Я неохотно согласилась ходить на прогулки во двор в том случае, если ими руководил симпатичный санитар из отделения, и с нетерпением ожидала субботних сеансов маникюра после обеда, на которых медсестра красила мне искусанные ногти, так как руки у меня тряслись слишком сильно, чтобы я могла делать это сама. Я медленно поддалась маленьким радостям, дозволенным пациентам, вроде кофе рано по утрам и мороженого с каждым приёмом пищи. Я всё ещё дремала дважды в день. Я делала всё возможное, чтобы не поддерживать одержимость вопросом о том, почему я в больнице, должна ли я здесь находиться или кто мне верит, поскольку это, как правило, на самом деле не имело значения – я просто находилась там. Когда мне скажут, я уйду. Возможно, однажды я вернусь. Капитуляцию описывали мне как тот момент в битве, когда складываешь оружие и спрашиваешь врага: «Что мне теперь делать?» Капитуляция перед собственной госпитализацией оказалась лучшим вариантом из доступных.

Когда я ещё не была к этому готова, мои врачи начали заставлять меня думать о планах на время после госпитализации. Это было трудно, поскольку идея в целом заключалась в полном отсутствии планов на время после RiteAid. На данном этапе не было работы, к которой следовало возвращаться, а поскольку не было работы, скоро не будет квартиры. 30 лет от роду я спросила маму по защищённой телефонной линии в переговорной комнате больницы, могу ли я вернуться домой, и она ответила утвердительно. Это было, как я продолжаю утверждать и считать, лучшим из всех плохих вариантов. Я потратила ещё несколько дней на стабилизацию своего приёма лекарств и убеждение своих врачей в том, что, когда придёт время, я, по сути, отправлюсь прямо домой. Я потрачу неделю на избавление от большинства своих вещей, а затем сяду на самолёт. Никаких глупостей. Я сделала именно это, и вот она, я, теперь.
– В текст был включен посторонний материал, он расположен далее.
PR #756, opened 2026-07-15
fix(agent): honor configured list/info timeout on agent archive+info endpoints

ioanalytica:
## Problem

For managed-agent repositories, opening the repository view shows **no archives at all**. The archive list (and the info/stats panel) come up empty even though the repository has archives.

## Root cause

`GET /{repo_id}/archives` (`list_repository_archives`) and `GET /{repo_id}/info` (`get_repository_info`) delegate to the managed agent when `is_agent_executor(repository)`, but they awaited the agent job with the **bare 15s default** of `wait_for_agent_repository_operation_job(db, agent_job.id)`:

```python
result = await wait_for_agent_repository_operation_job(db, agent_job.id)
```

A Borg 2 `repo-list` / `info` run on the agent against a slow remote (e.g. a Storage Box reached over plain/dumb sftp with no server-side borg) routinely takes ~20s. That exceeds the 15s default, so the endpoint raises `504 repositoryOperationTimeout` and the UI renders an empty archive list.

The sibling Borg 2 delegation call sites in the same file already pass the configurable timeout (`get_operation_timeouts(db)["list_timeout"|"info_timeout"]`, default 600s); these two endpoints were simply missed.

## Fix

Pass the configured `list_timeout` / `info_timeout` to both endpoints, matching the existing pattern:

```python
result = await wait_for_agent_repository_operation_job(
    db,
    agent_job.id,
    timeout_seconds=get_operation_timeouts(db)["list_timeout"],  # / info_timeout
)
```

The wait still returns as soon as the agent job completes or fails, so the happy path is unchanged — this only lifts the artificial 15s ceiling for slower remotes.

## Testing

- Reproduced against a managed agent backing a Borg 2 sftp repository: `GET /{repo_id}/archives` and `/info` consistently 504'd at 15s while the underlying `repository.list_archives` agent job completed in ~20s and returned valid JSON. With the fix the endpoints return the archive list.
- `python -m py_compile app/api/repositories.py` passes.

## Summary by CodeRabbit

* **Bug Fixes**
  * Improved reliability of agent-backed repository archive listings and repository information requests by applying the appropriate operation timeouts.
* **Tests**
  * Updated unit tests to configure distinct timeouts for “info” vs “list/archives” operations and verify the correct timeout value is used when awaiting agent jobs.

### DIFF
--- a/app/api/repositories.py
+++ b/app/api/repositories.py
@@ -5958,7 +5958,11 @@ async def list_repository_archives(
                 job_kind="repository.list_archives",
             )
             await dispatch_agent_job_best_effort(db, agent_job, repository_id=repo_id)
-            result = await wait_for_agent_repository_operation_job(db, agent_job.id)
+            result = await wait_for_agent_repository_operation_job(
+                db,
+                agent_job.id,
+                timeout_seconds=get_operation_timeouts(db)["list_timeout"],
+            )
             archives_data = _parse_agent_json_result(result)
             archives = archives_data.get("archives", [])
             archives = enrich_archives_with_backup_metadata(archives, repository, db)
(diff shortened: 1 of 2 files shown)


karanhudia (approved):
Reviewed the timeout propagation and its endpoint-specific coverage; approved for merge.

Пребывание в больнице никак не изменило моё самочувствие, и не предполагалось, что оно это сделает. Вначале я честно заявила там, что моё желание покончить с собой не исчезло и что от исполнения этого желания меня удерживает лишь практическое бремя, которое ляжет на плечи моих родных в связи с текущей жилищной/жизненной ситуацией.

Шло время, мне предоставляли место и время, а также помогали строить планы в надежде изменить эту ситуацию и, возможно, отыскать выход. Не знаю, сработают ли эти планы. Сейчас я сплю в гостевой комнате своей мамы на том же двойном матрасе, которым пользовалась в детстве. Я сделала всё, что могла, чтобы не плакать во время смен у себя на работе (с неполным рабочим днём) в местном хозяйственном магазине; я пошла на эту работу, чтобы зарабатывать деньги на мороженое и организовать день, но она служит постоянным напоминанием о том, что я ещё не оплатила своё обучение в одном из 10 лучших университетов. У меня впервые за 12 лет есть такая роскошь, как посудомойка и стиральная машина с сушкой. Мои племянницы и племянники наконец-то стали узнавать свою тётушку сразу. Четыре дня в неделю я прохожу некое психиатрическое лечение, а поскольку у меня есть возможность сохранять очень низкий уровень дохода, его в основном оплачивает государство. Я прогуливаюсь по пригородным тротуарам этого нового городка и удивляюсь вызывающему неловкость ощущению безопасности, стосковавшись по постоянному низкому уровню адреналина, характерному для моего старого бруклинского квартала. В телефоне у меня список местных психиатрических отделений, которые принимают пациентов в состоянии кризиса, обслуживаемых за государственный счёт. В моём выдвижном ящичке в ванной комнате одна-единственная баночка бутана – так, на всякий случай.